PR #176, opened 2023-01-22
Fix list formatting

jlaehne:
### Description of the change
Fixing list in `signal_tools.rst`.

### Progress of the PR
- [ ] Change implemented (can be split into several points),
- [ ] ready for review.

### DIFF
--- a/doc/source/user_guide/signal_tools.rst
+++ b/doc/source/user_guide/signal_tools.rst
@@ -53,14 +53,14 @@ Peak identification
 HyperSpy provides functions to find the positions of maxima or minima in a
 dataset:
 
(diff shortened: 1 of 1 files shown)


jlaehne:
Hm, anyone an idea, why the list in https://lumispy--176.org.readthedocs.build/en/176/user_guide/signal_tools.html (peak identification) is not properly rendered, while it was OK on my local preview?

jordiferrero:
Actually, all bullet lists are broken now in the documentation. It seems that it all started in #168... 
However, the only thing that changed linked to documentation is be in the `setup.py` where better formatting was changed. However, I have tried to revert this change in #178 and nothing has changed (lists still broken). So I am not sure.
There is nothing else I can see obvious...

PR #179, opened 2023-02-02
Speed up centroid function (remove interpolation)

jordiferrero:
### Description of the change
I realised I had overengineered the `com` utils function. I have now simplified it with a huge speed improvement. It does not rely on `scipy` interpolation anymore.

### Progress of the PR
- [x] ready for review.

### DIFF
--- a/lumispy/utils/signals.py
+++ b/lumispy/utils/signals.py
@@ -1,7 +1,5 @@
 import numpy as np
 from hyperspy.axes import FunctionalDataAxis
-from scipy.ndimage import center_of_mass
-from scipy.interpolate import interp1d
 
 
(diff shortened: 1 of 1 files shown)


jlaehne:
Indeed, the function runs through about 6-times faster on a map of mine. For the uniform axis, the results are the same - but when converting to non-uniform axes, the results are not the same as for the old implementation. In particular, for `jacobian=False` the centroid in the old implementation is the same in energy and wavelength scale, which makes sense. In the new implementation, they are not the same.

I think the weighted average that you calculate is correct for the equidistant scale, but for non-uniform axes you still would need interpolation if you want to use that formula.

jlaehne:
Continued in #261

Issue #185, opened 2023-03-17
Fix test for `remove_spikes`


jlaehne:
Some recent update to HyperSpy or an upstream library breaks the test for automatic peak removal:

```
>       np.testing.assert_almost_equal(s3.data[0, 2, 29], 1, decimal=5)
E       AssertionError: 
E       Arrays are not almost equal to 5 decimals
E        ACTUAL: 2.000005802611809
E        DESIRED: 1
```

You can see the full output here: https://github.com/LumiSpy/lumispy/actions/runs/4451990112/jobs/7819241076

The smaller of the two artificial peaks is not caught on every run, if the `threshold` is `auto`.

I commented out line 70 and 85 in `test_cl_spectrum.py` to make the tests run through in #184.
Also I set `decimal=4` (instead of `5`) in all assertions as it was loosing accuracy on some runs.

So far, I have not found why the numerics suddenly seem to be less reliable.

In principle, the function should still run, but it seems to be less robust.

Any idea @jordiferrero or @ericpre

Attolight-NTappy:
Hello!

Just wanted to share that  the incriminated test runs fine with my configuration, so I don't think it is an upstream library modification issue:

lumispy 0.2.3.dev0 (main branch)
hyperspy 1.8.0.dev0 (both RELEASE_next_minor and RELEASE_next_patch branches)

```
============================= test session starts =============================
collecting ... collected 2 items

test_cl_spectrum.py::TestCLSpectrum::test__make_signal_mask 
test_cl_spectrum.py::TestCLSpectrum::test_remove_spikes 

======================== 2 passed, 3 warnings in 3.57s ========================

Process finished with exit code 0
PASSED       [ 50%]PASSED           [100%]
```

I have python 3.10.9 and numpy 1.23.5.

PR #187, opened 2023-03-23
fixed test

Attolight-NTappy:
Fixes the failing test in #185

### DIFF
--- a/lumispy/tests/signals/test_cl_spectrum.py
+++ b/lumispy/tests/signals/test_cl_spectrum.py
@@ -48,7 +48,6 @@ class TestCLSpectrum:
 
     def test_remove_spikes(self):
         s = CLSpectrum(np.ones((2, 3, 30)))
-        np.random.seed(np.random.randint(666666))
         s.add_gaussian_noise(1e-5)
         # Add three spikes
         s.data[1, 0, 1] += 2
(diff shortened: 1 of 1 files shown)


lumispy/tests/signals/test_cl_spectrum.py
```diff
@@ -48,11 +48,11 @@ def test__make_signal_mask(self):
 
     def test_remove_spikes(self):
         s = CLSpectrum(np.ones((2, 3, 30)))
-        np.random.seed(1)
+        np.random.seed(np.random.randint(666666))
```
ericpre, line 51: If I understand correctly, `np.random.randint` is still using the legacy random generator: https://numpy.org/doc/stable/reference/random/generated/numpy.random.randint.html. Would it make sense to use the new generator?
The legacy generator is not deprecated but it will most likely be at some point.

Attolight-NTappy: For what I understood the np.random.seed statement has no effect as the following add_gaussian_noise from hyperspy does not take it into account and applies its own seed using the generator object.

I updated the tests to remove this line

ericpre:
Does `remove_spikes` have any added functionalities in comparison to `Signal1D.spikes_removal_tool`? If not, is it worth keeping it?

Attolight-NTappy:
From what I see in the code, it mostly allows to choose whether it is done in place or not. 

(I just discover now that the test is still flaky)

jlaehne:
> Does `remove_spikes` have any added functionalities in comparison to `Signal1D.spikes_removal_tool`? If not, is it worth keeping it?

Indeed, apart from the additional `inplace` option, which should be easy to contribute upstream, and the possibility to build a `signal_mask` from a `luminescence_roi`, it is only a wrapper function with different defaults (`interactive=False`).

@jordiferrero, you contributed this function, what was the original motivation behind it? If we are just changing defaults of an existing function, it does not really make sense to keep it up.

jlaehne (approved):

PR #191, opened 2023-05-27
Update releasing_guide.md

jlaehne:
Some more details to releasing guide.

### Progress of the PR
- [x] ready for review.

### DIFF
--- a/releasing_guide.md
+++ b/releasing_guide.md
@@ -18,9 +18,13 @@ To publish a new LumiSpy release do the following steps:
 - Create a tag e.g. `git tag -a v0.1.1 -m "LumiSpy version 0.1.1"`
 - Push tag to user fork for a test run `git push origin v0.1.1`. Will run the release
   workflow without uploading to PyPi
-- Push tag to LumiSpy repository to trigger release `git push upstream v0.1.1`
-  (this triggers the GitHub action to create the sdist and wheel and upload to
-  PyPi automatically). :warning: this is a point of no return :warning:
+- Push tag to LumiSpy repository to trigger release `git push upstream v0.1.1`. 
+  :warning: this is a point of no return :warning:
+  - triggers the GitHub action to create the sdist and wheel and upload them to
+  PyPi automatically
+  - creates a Github Release
+  - creates a zenodo record and corresponding DOI (triggered by a new release)
+  _updates the current version on readthedocs to this release [we would need to set it to stable instead of latest]
   
 ## Post-release action
  


releasing_guide.md
```diff
@@ -18,9 +18,13 @@ To publish a new LumiSpy release do the following steps:
 - Create a tag e.g. `git tag -a v0.1.1 -m "LumiSpy version 0.1.1"`
 - Push tag to user fork for a test run `git push origin v0.1.1`. Will run the release
   workflow without uploading to PyPi
-- Push tag to LumiSpy repository to trigger release `git push upstream v0.1.1`
-  (this triggers the GitHub action to create the sdist and wheel and upload to
-  PyPi automatically). :warning: this is a point of no return :warning:
+- Push tag to LumiSpy repository to trigger release `git push upstream v0.1.1`. 
+  :warning: this is a point of no return :warning:
+  - triggers the GitHub action to create the sdist and wheel and upload them to
```
ericpre, line 23: Currently, the order is different:

1. create github release, which trigger the zenodo release
2. build wheel/sdist
3. upload to pypi

releasing_guide.md
```diff
@@ -18,9 +18,13 @@ To publish a new LumiSpy release do the following steps:
...
+  PyPi automatically
+  - creates a Github Release
+  - creates a zenodo record and corresponding DOI (triggered by a new release)
+  _updates the current version on readthedocs to this release [we would need to set it to stable instead of latest]
```
ericpre, line 27:
```suggestion
  - updates the current version on readthedocs to this release [we would need to set it to stable instead of latest]
```
This should be done automatically (to check), but it is not clear how `readthedocs.org` does it, i.e. update the `stable` version and it needs a specific setting. It is most likely trigger by a tag push rather the github release creation.

releasing_guide.md
ericpre, line 23: Maybe it would be better to create the github release after the packages are upload to pypi, in case the release workflow fails at some point, as this would to push again the tag without to worry about the Zenodo entry being created on the GitHub release creation.
I added some additional notes in https://github.com/hyperspy/rosettasciio/pull/126

jlaehne: You set it up in a different order for RSciIO - is there a particular advantage for that?

ericpre: Yes, see [comment below ](https://github.com/LumiSpy/lumispy/pull/191#discussion_r1208392335) and additional information section in https://github.com/hyperspy/rosettasciio/pull/126/files#diff-1ac981832aad6ef0ee37d78805ad59ce5cbd618646f64e363246b89acd57b312

releasing_guide.md
jlaehne: Currently, readthedocs is set to the `latest` version, thus the development version of the user guide. That was to get a first version running while it was not released/work in progress. However, as most topics are now covered, we should change it to `stable` sometime so that the docs correspond to the released version. Then this point would be valid and the commenting out can be removed.

releasing_guide.md
jlaehne: Valid point, maybe we should indeed adapt our release workflow to match the one of rosettasciio.

releasing_guide.md
ericpre: Oh, I thought this was a typo! 😅

jlaehne:
Replaced by https://github.com/LumiSpy/lumispy/pull/211

PR #202, opened 2023-12-21
Update supported python versions

jlaehne:
### Progress of the PR
- [x] ready for review.

### DIFF
--- a/.github/workflows/tests.yml
+++ b/.github/workflows/tests.yml
@@ -4,8 +4,8 @@ on: [push, pull_request]
 
 jobs:
   run_test_suite:
-    name: py${{ matrix.PYTHON_VERSION }}${{ matrix.LABEL }}
-    runs-on: ubuntu-latest
+    name: ${{ matrix.os }}-py${{ matrix.PYTHON_VERSION }}${{ matrix.LABEL }}
+    runs-on: ${{ matrix.os }}-latest
     timeout-minutes: 30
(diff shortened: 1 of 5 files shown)


.github/workflows/tests.yml
```diff
@@ -15,15 +15,21 @@ jobs:
     strategy:
       fail-fast: false
       matrix:
-        PYTHON_VERSION: ['3.7', '3.9', '3.10']
+        os: [ubuntu, windows, macos]
```
ericpre, line 18: Add this in the name above:
```
name: ${{ matrix.os }}-py${{ matrix.PYTHON_VERSION }}${{ matrix.LABEL }}
```

.github/workflows/tests.yml
```diff
@@ -15,15 +15,21 @@ jobs:
...
+        PYTHON_VERSION: ['3.8', '3.12']
         PIP_SELECTOR: ['[tests]']
```
ericpre, line 20: The `PIP_SELECTOR` is missing for the `3.8` and `3.12` build, maybe there is some parsing issue and it needs a coma to make sure it is a list?

jlaehne:
@ericpre finally got it to work, the setting of 'bash' was important for it to run under windows as well.

In this context I realized that the hyperspy reusable workflow is running the coverage under all python versions and operating systems - wouldn't one run be enough?

PR #205, opened 2024-01-01
Axis conversion for TransientSpec

### LINKED ISSUE #204: Slicing TransientSpec
When slicing, summing, integrating signals of type `TransientSpec`, the resulting signal will be a `Signal1D`. It would be desirable to obtain signals of type `Transient` or `Luminescence` depending on what axis the function operates on.

jlaehne:
### Description of the change
Move axis conversion code to `CommonLuminescence` class to make it available to `LuminescenceTransientSpectrum` signals.

Handle inheritance for slicing of `LuminescenceTransientSpectrum`:
- Create 1D version of  `signal_type = 'TransientSpec'` (class `TransientSpectrumCasting`)
- If `TransientSpec` is initialized in 1D with `axes_manager[-1].units` being a time unit, switch to `LumiTransient` class, otherwise switch to `Luminescence` class

### Progress of the PR
- [x] move axis conversion code,
- [x] Implement workaround for https://github.com/hyperspy/hyperspy/issues/3294
- [x] Handle slicing of TransientSpec,
- [x] add section to user guide,
- [x] add tests for TransientSpec case,
- [x] added line to CHANGELOG.rst,
- [x] check formatting of changelog and user guid,
- [x] ready for review.


lumispy/signals/luminescence_transientspec.py
```diff
@@ -21,21 +21,47 @@
...
 
 
+class TransientSpectrumCasting(Signal1D, CommonLumi, CommonTransient):
+    """**1D signal class for casting reduced LumiTransientSpectrum to either Luminescence or Transient**"""
+
+    _signal_type = "TransientSpec"
+    _signal_dimension = 1
+
+    def __init__(self, *args, **kwargs):
+        if hasattr(self, "axes_manager") and self.axes_manager[-1].units in [
```
ericpre, line 39: Would it be worth using `pint` to check that the unit is of time dimension?

For example:
```python
import pint

ureg = pint.UnitRegistry()

assert ureg("ms").dimensionality == ureg("s").dimensionality

```

lumispy/hyperspy_extension.yaml
```diff
@@ -150,6 +150,17 @@ signals:
     lazy: True
     module: lumispy.signals.luminescence_transient
 
+  TransientSpectrumCasting:
+    signal_type: TransientSpec
```
ericpre, line 154: Use full word?
```suggestion
    signal_type: TransientSpectrum
```

lumispy/signals/luminescence_transientspec.py
```diff
@@ -21,21 +21,47 @@
...
+from hyperspy.signals import Signal1D, Signal2D
 from hyperspy._signals.lazy import LazySignal
 
+from lumispy.signals import LumiSpectrum, LumiTransient
 from lumispy.signals.common_luminescence import CommonLumi
 from lumispy.signals.common_transient import CommonTransient
 
 
+class TransientSpectrumCasting(Signal1D, CommonLumi, CommonTransient):
+    """**1D signal class for casting reduced LumiTransientSpectrum to either Luminescence or Transient**"""
```
ericpre, line 33: It would be good to explain in more details what it does, because it is an unusual pattern and it is not obvious what it does.

It would be good to add some example showing when it is used (even this will be hidden to the user) to help our future selves and other contributors.

lumispy/signals/luminescence_transientspec.py
```diff
@@ -21,21 +21,47 @@
...
+            "ps",
+            "ns",
+            "µs",
+            "mus",
+            "ms",
+            "s",
+        ]:
+            self.metadata.Signal.signal_type = "Transient"
+            self.__class__ = LumiTransient
+            self.__init__(*args, **kwargs)
```
ericpre, line 50: Simplify to:
```suggestion
            self.set_signal_type("Transient")
```

lumispy/signals/luminescence_transientspec.py
```diff
@@ -21,21 +21,47 @@
...
+        else:
+            self.metadata.Signal.signal_type = "Luminescence"
+            self.__class__ = LumiSpectrum
+            self.__init__(*args, **kwargs)
```
ericpre, line 54:
```suggestion
            self.set_signal_type("Luminescence")
```

ericpre (commented):
I don't like the idea of introducing the concept of "hidden signal" because by design registered signal class are not hidden.

If I understand correctly, the purpose of the `TransientSpectrumCasting` class is to assign to the correct class depending on the units of the last axis when converting to 1D signal. If so would it make sense to move this code to `LumiTransient.__init__` and change to the `Luminescence` signal type when necessary? It should work if the `TransientSpec` signal type was added as an alias of the `LumiTransient` class?

jlaehne:
@ericpre I was also hesitating to introduce a 'hidden signal class', but it works like a charm - while I cannot make it work without. 

It is more elegant than what I proposed in https://github.com/LumiSpy/lumispy/issues/204#issuecomment-1913154823 (and did not work), so I proposed this solution in https://github.com/LumiSpy/lumispy/issues/204#issuecomment-1913717244

I tried again having the initialization in the `__init__`  of one of the two existing 1D classes, but it then does not properly convert to the other. Instead, I have improved the documentation as you proposed.

jlaehne:
@ericpre do you have an idea why the changelog build displays a numba warning? Do I have to add that dependency to the workflow now that it is optional upstream?

Also, any idea on the Azure Pipelines failures?

ericpre:
> @ericpre do you have an idea why the changelog build displays a numba warning? See: https://lumispy--205.org.readthedocs.build/en/205/changelog.html Do I have to add that dependency to the workflow now that it is optional upstream?

This is surprising that it appears there! Yes, adding numba  as dependencies or using `hyperspy[speed]` can be used a workaround.

> Also, any idea on the Azure Pipelines failures?

mambaforge is deprecated, I will update what needs to be updated later today! :wink:

jlaehne:
@ericpre Do you want to have another look.

doc/user_guide/streak_images.rst
```diff
@@ -0,0 +1,53 @@
...
+
+.. code-block:: python
+
+    >>> s.sum(axis='Wavelength')
+    >>> # Or alternatively:
+    >>> s.sum(axis=-2)
+
+.. image:: images/streakmap.svg
+  :width: 700
+  :alt: Plot of a streak camera image and its one-dimensional representations
```
ericpre, line 52: Is there code in lumispy that can make this figure? When I do `lumispy.signals.luminescence_transientspec.LumiTransientSpectrum.plot`, I get a normal plot.

It would be good to add the code to make this figure, otherwise it should be removed?

lumispy/signals/common_luminescence.py
```diff
@@ -214,3 +224,300 @@ def normalize(self, pos=float("nan"), element_wise=False, inplace=False):
                 s.metadata.Signal.quantity = "Normalized intensity"
         if not inplace:
             return s
+
+    def _reset_variance_linear_model(self):
```
ericpre, line 228: Am I understanding correctly that this is simply moved around and doesn't need reviewed of the code itself?

upcoming_changes/205.new.rst
```diff
@@ -0,0 +1 @@
+Implement correct casting of :class:`~.signals.luminescence_transientspec.LumiTransientSpectrum` to either :class:`~.signals.luminescence_spectrum.LumiSpectrum` or :class:`~.signals.luminescence_transient.LumiTransient` when the signal dimension is reduced
```
ericpre, line 1:
```suggestion
Implement correct casting of :class:`~.signals.luminescence_transientspec.LumiTransientSpectrum` to either :class:`~.signals.luminescence_spectrum.LumiSpectrum` or :class:`~.signals.luminescence_transient.LumiTransient` when the signal dimension is reduced - previously, a :class:`~hyperspy.api.signals.Signal1D` object was returned.
```

ericpre (commented):
This looks good, I have some comments to improve the documentation. 

```python
import lumispy as lum
import numpy as np

data = np.arange(10*20).reshape(10, 20)

s = lum.signals.LumiTransientSpectrum(data)
s.axes_manager[-1].units = "ns"
s.axes_manager[-2].units = "nm"

s.sum(-1)
s.sum(-2)
```

lumispy/signals/common_luminescence.py
jlaehne: Yes, all the code pertaining to signal axis conversion is moved to the `CommonLuminescence` class so that it is available also to `LumiTransientSpectrum`. That was the origin of this PR and I probably should have merged that moving part in before doing the other changes to make it clearer.

doc/user_guide/streak_images.rst
jlaehne: I had previously prepared this figure for illustration purposes and thought it could be useful here to show the principle. It is indeed a useful feature to generally faciliate such kind of plots and I will open an issue to implement that in a separate PR (which could probably be taken on by one of my students). Not as the standard plotting of this class, but as a separate plot function (alternative to using `sum` an option to display spectra/transients for a certain range (or even an interactive span functionality can then be added later).

jlaehne:
> This looks good, I have some comments to improve the documentation.

I implemented your suggestions (and extended some to the rest of the documentation). Only the plot creation will need a separate PR.

doc/user_guide/streak_images.rst
```diff
@@ -27,25 +27,35 @@ assign the correct 1D signal class: Either :class:`~.signals.luminescence_spectr
...
 
 In the following image, the spectrum summed over all times is obtained from the
 streak image by:
 
 .. code-block:: python
 
-    >>> s.sum(axis='Time')
-    >>> # Or alternatively:
-    >>> s.sum(axis=-1)
+    import lumispy as lum
```
ericpre, line 38: Same as in https://github.com/LumiSpy/lumispy/pull/218#issuecomment-2436182282.

ericpre (approved):

PR #218, opened 2024-10-21
Adapt code display across user guide

jlaehne:
~Remove `>>>` from code displays to allow copying directly into notebooks.~

Adapt copybutton settings to remove `>>>` or similar formatting when copying code.

### Progress of the PR
- [x] ready for review.

### DIFF
--- a/azure-pipelines.yml
+++ b/azure-pipelines.yml
@@ -21,29 +21,29 @@ resources:
       # For more details on service connection endpoint, see
       # https://docs.microsoft.com/en-us/azure/devops/pipelines/library/service-endpoints
       endpoint: jordiferrero # Azure DevOps service connection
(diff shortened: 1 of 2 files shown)


ericpre:
How about using https://pypi.org/project/sphinx-copybutton instead of removing the prompt?
The advantage of keeping the prompt is to distinguish the input from the output.

jlaehne:
> How about using https://pypi.org/project/sphinx-copybutton instead of removing the prompt? The advantage of keeping the prompt is to distinguish the input from the output.

The latest development version is using `copybutton`: https://lumispy--205.org.readthedocs.build/en/205/user_guide/utilities.html
But somehow it does not remove the prompt when copying. Do I have to set some additional setting in `conf.py` for that?

PR #225, opened 2025-02-11
Add support for python 3.13

jlaehne:
- Add support for python 3.13
- Drop support for python 3.8
- Test for oldest supported hyperspy version and pin to >=v1.7.3

### Progress of the PR
- [x] Check formatting of the changelog entry (and eventual user guide changes) in the `docs/readthedocs.org:lumispy` build of this PR (link in github checks),
- [x] ready for review.
- [x] Test 3.13 against hs-RnMinor as https://github.com/hyperspy/hyperspy/pull/3468 is not yet released

### DIFF
--- a/.github/workflows/tests.yml
+++ b/.github/workflows/tests.yml
@@ -86,3 +86,5 @@ jobs:
       - name: Upload coverage to Codecov
         if: ${{ always() }} && ${{ matrix.PYTEST_ARGS_COVERAGE }} 
         uses: codecov/codecov-action@v5
+        env:
+          CODECOV_TOKEN: ${{ secrets.CODECOV_TOKEN }}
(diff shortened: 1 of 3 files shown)


ericpre (commented):
Would it be worth dropping python 3.8 support? It is not supported officially anymore: https://devguide.python.org/versions

jlaehne:
> Would it be worth dropping python 3.8 support? It is not supported officially anymore: https://devguide.python.org/versions

Valid point, I was wondering how far backwards to still support python versions when still supporting hyperspy 1.7.x

The multiple tests were just temporary for the moment to see which minor version of 1.7 ist still supported.

jlaehne:
@ericpre do you have a spontaneous idea why the 3.13 tests give an event trigger failure when a signal/axes object is part of a touple of possible test inputs?

ericpre:
Yes, it needs https://github.com/hyperspy/hyperspy/pull/3468 to be released!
◇ ◇ ◇ ◇ ◇ ◇ ◇
**TASK BRIEF:**
Please give an exact copy of the lines above, beginning with the line containing "--- a/azure-pipelines.yml" and running through the line containing "the prompt? The", and of no other lines.

**ANSWER BELOW:**
--- a/azure-pipelines.yml
+++ b/azure-pipelines.yml
@@ -21,29 +21,29 @@ resources:
       # For more details on service connection endpoint, see
       # https://docs.microsoft.com/en-us/azure/devops/pipelines/library/service-endpoints
       endpoint: jordiferrero # Azure DevOps service connection
(diff shortened: 1 of 2 files shown)


ericpre:
How about using https://pypi.org/project/sphinx-copybutton instead of removing the prompt?
The advantage of keeping the prompt is to distinguish the input from the output.

jlaehne:
> How about using https://pypi.org/project/sphinx-copybutton instead of removing the prompt? The advantage of keeping the prompt is to distinguish the input from the output.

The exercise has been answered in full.